Tool time is anything where time spent is on valueless or administrative tasks. Settings, Preferences, Setup– all of that stuff is a sidetrack. Tool time is inherently frustrating. Every time you open the Settings app on an iPhone, you’re wasting time you could spend doing something fun.

A set of usable screens that look good can still be a bad experience if no one has considered the flow between them. Each screen makes sense independently, but as a flow it doesn’t reflect what the users goal was.

Experiences are Summative

The experience is the sum of all of the time spent in a product. Some of these moments will be good, some will be great, and some will be incredibly frustrating. Frustration comes from an abundance of tool time. It’s the UI equivalent of bureaucracy. “Sorry, you’ll have to fill in this form, then go to this department and fill in their form, then come back to me and we’ll see if we can progress“.
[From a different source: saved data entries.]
PR #377, opened 2020-10-22
DelaySystems lsim as DDE

mfalt:
This is finally a version of simulating delay systems that is both accurate and clean. The idea is to let DifferetialEquations.jl keep track of `y(t)` and `d(t)` by integrating them into variables `Y(t),D(t)`. The values `d(t-\tau)` can then be retrieved as a derivative of the built in history function. And the derivative of `Y(t)` is saved while it is computed. The only downside I can see is that we probably loose an order in the solution, i.e. a 5th order solver could probably only be accurate to 4th order, but this is still better than the alternatives.

Potentially features that we could implement is
* allowing the user to supply the history `d(t)` for times before 0
* Allowing the user to access the full solution sol, and logging d(t).

The current is better than the previous implementation, and comparable to the ODE version https://github.com/JuliaControl/ControlSystems.jl/pull/373 and better tan the DAE version https://github.com/JuliaControl/ControlSystems.jl/pull/372


Project.toml
```diff
@@ -7,7 +7,9 @@ version = "0.8.0"
 [deps]
 Colors = "5ae59095-9a9b-59fe-a467-6f913c188581"
 DSP = "717857b8-e6f2-59f4-9121-6e50c889abd2"
+DataStructures = "864edb3b-99cc-5e75-8d2d-829cb0a9cfe8"
```
mfalt, line 10: This should be removed

src/ControlSystems.jl
```diff
@@ -105,6 +105,9 @@ import LinearAlgebra: BlasFloat
 export lyap # Make sure LinearAlgebra.lyap is available
 import Printf, Colors
 import DSP: conv
+import DataStructures: Deque # For DDE history simulation
```
mfalt, line 108: Remove

src/delay_systems.jl
```diff
@@ -81,7 +81,12 @@ end
 
     Returns: times `t`, and `y` and `x` at those times.
 """
-function lsim(sys::DelayLtiSystem{T,S}, u, t::AbstractArray{<:Real}; x0=fill(zero(T), nstates(sys)), alg=MethodOfSteps(Tsit5()), kwargs...) where {T,S}
+function lsim(sys::DelayLtiSystem{T,S}, u, t::AbstractArray{<:Real};
+        x0=fill(zero(T), nstates(sys)),
+        alg=DelayDiffEq.MethodOfSteps(Tsit5()),
+        abstol=1e-6, reltol=1e-6,
+        kwargs...) where {T,S}
```
albheim, line 88: Update docstring to reflect the added options?

src/delay_systems.jl
```diff
@@ -90,93 +95,124 @@ function lsim(sys::DelayLtiSystem{T,S}, u, t::AbstractArray{<:Real}; x0=fill(zer
...
+    A, B1, B2, C1, C2, D11, D12, D21, D22, y, Tau, u!, uout, hout, tmpx, tmpy1, tmpy2, tmpd1, tmpnyx, tsave = p
 
-    u!(uout, t)     # uout = u(t)
+    nx = size(A,1)
+    nd = length(Tau)
+    ny = size(C1,1)
+    
+    dx = view(du, 1:nx)
+    dy = view(du, (nx+1):(nx+ny))
+    dd = view(du, (nx+ny+1):(nx+ny+nd))
```
albheim, line 112: Given that this is dx, dY and dD I think it would be clearer to either name them that or name them dx, y and d.

src/delay_systems.jl
```diff
@@ -90,93 +95,124 @@ function lsim(sys::DelayLtiSystem{T,S}, u, t::AbstractArray{<:Real}; x0=fill(zer
...
+    x = view(u, 1:nx)
 
-    #dx .= A*x + B1*ut
+    # uout = u(t)
+    u!(uout, t)
+
+    # hout = d(t-Tau)
+    for k=1:length(Tau)
+        # Get the derivative of the history for d at indices corresponding to Tau
+        hout[k] = h(p, t-Tau[k], Val{1}, idxs=(nx+ny+k))
```
albheim, line 121: I think it should be "hout = D(t-Tau)" and "history of D at"

src/delay_systems.jl
```diff
@@ -90,93 +95,124 @@ function lsim(sys::DelayLtiSystem{T,S}, u, t::AbstractArray{<:Real}; x0=fill(zer
...
-    _lsim(sys, u!, t, x0, alg; kwargs...)
+
+    _lsim(sys, u!, t, x0, alg; abstol=abstol, reltol=reltol, kwargs...)
 end
 
-function dde_param(dx, x, h!, p, t)
-    A, B1, B2, C2, D21, Tau, u!, uout, hout, tmp = p
+# We actually simulate the integral of y and d here.
+function dde_param(du, u, h, p, t)
+    A, B1, B2, C1, C2, D11, D12, D21, D22, y, Tau, u!, uout, hout, tmpx, tmpy1, tmpy2, tmpd1, tmpnyx, tsave = p
```
albheim, line 104: What is tmpnyx? Seems to not be used, or am I blind?

src/delay_systems.jl
albheim: And same for some other places. Also y -> Y and d -> D?

src/delay_systems.jl
```diff
@@ -90,93 +95,124 @@ function lsim(sys::DelayLtiSystem{T,S}, u, t::AbstractArray{<:Real}; x0=fill(zer
...
-
-    @views for k=1:length(Tau)     # Add each of the delayed signals
-        u!(uout, t-Tau[k])      # uout = u(t-tau[k])
-        h!(hout, p, t-Tau[k])
-        dk_delayed = dot(C2[k,:], hout) + dot(D21[k,:], uout)
-        dx .+= B2[:, k] .* dk_delayed
+    mul!(tmpx, B1, uout)
+    dx .+= tmpx
+    mul!(tmpx, B2, hout)
+    dx .+= tmpx
```
olof3, line 129:
```suggestion
    dx .+= mul!(tmpx, B1, uout)
    dx .+= mul!(tmpx, B2, hout)
```
Perhaps more readable? Or use 5-arg mul, that would save us a lot of tmp variables.

src/delay_systems.jl
```diff
@@ -90,93 +95,124 @@ function lsim(sys::DelayLtiSystem{T,S}, u, t::AbstractArray{<:Real}; x0=fill(zer
...
         (out, t) -> (out .= u(t))
     end
-    _lsim(sys, u!, t, x0, alg; kwargs...)
+
+    _lsim(sys, u!, t, x0, alg; abstol=abstol, reltol=reltol, kwargs...)
 end
 
-function dde_param(dx, x, h!, p, t)
-    A, B1, B2, C2, D21, Tau, u!, uout, hout, tmp = p
+# We actually simulate the integral of y and d here.
```
olof3, line 102: Add comment with something like
`#generic parametrized dde used for simulating DelayLtiSystem`
(if this is indeed true)

src/delay_systems.jl
```diff
@@ -90,93 +95,124 @@ function lsim(sys::DelayLtiSystem{T,S}, u, t::AbstractArray{<:Real}; x0=fill(zer
...
+    ny = size(C1,1)
+    
+    dx = view(du, 1:nx)
+    dy = view(du, (nx+1):(nx+ny))
+    dd = view(du, (nx+ny+1):(nx+ny+nd))
+    x = view(u, 1:nx)
 
-    #dx .= A*x + B1*ut
+    # uout = u(t)
+    u!(uout, t)
```
olof3, line 116: It's quite unfortunate that DifferentialEquations prefer to use `u` for the state. I guess at least one reminder of this would be in order, or if we could use `v` or some other letter for this state?

As it is now, it could be somewhat confusing.

src/delay_systems.jl
albheim: I think the 5-arg mul seems nice and fast
```
using LinearAlgebra
using BenchmarkTools

A = randn(10, 10)
B = randn(10, 1)
C = randn(10, 3)

x = randn(10, 1)
u = randn(1, 1)
h = randn(3, 1)

dx = zero(x)
tmp = similar(x)

function f1(A, B, C, x, u, h, tmp)
    mul!(dx, A, x)
    mul!(tmp, B, u)
    dx .+= tmp
    mul!(tmp, C, h)
    dx .+= tmp
end
@benchmark f1($A, $B, $C, $x, $u, $h, $tmp) # ~1 microsecond

function f2(A, B, C, x, u, h, tmp)
    mul!(dx, A, x)
    dx .+= mul!(tmp, B, u)
    dx .+= mul!(tmp, C, h)
end
@benchmark f2($A, $B, $C, $x, $u, $h, $tmp) # ~1 microsecond

function f3(A, B, C, x, u, h)
    mul!(dx, A, x)
    mul!(dx, B, u, 1, 1)
    mul!(dx, C, h, 1, 1)
end
@benchmark f3($A, $B, $C, $x, $u, $h) # ~650 nanoseconds
```

src/delay_systems.jl
mfalt: Yes, althouh in this function I use x for states and u for control signal to make it slightly more clear.

albheim:
How is it going with this, it seems pretty done? Maybe some comments to look at, but would be nice to get it merged.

If you’re looking for a quick way to improve the experience of your product, get a stopwatch and time a user performing a key task (signing up, creating a project, sending a message). Look out for 2 things:

  • Tool time you can eliminate (often with smart defaults, better controls, less screens, or better performance)
  • Goal time you can enhance (better UI, more power, richer experience)

Key idea: Assessing a screen helps you identify interface blunders, but only by assessing a full flow from a user’s perspective will you understand the experience. By dividing the time spent into tool time and goal time, you’ll get a real understanding of what a product is like to use.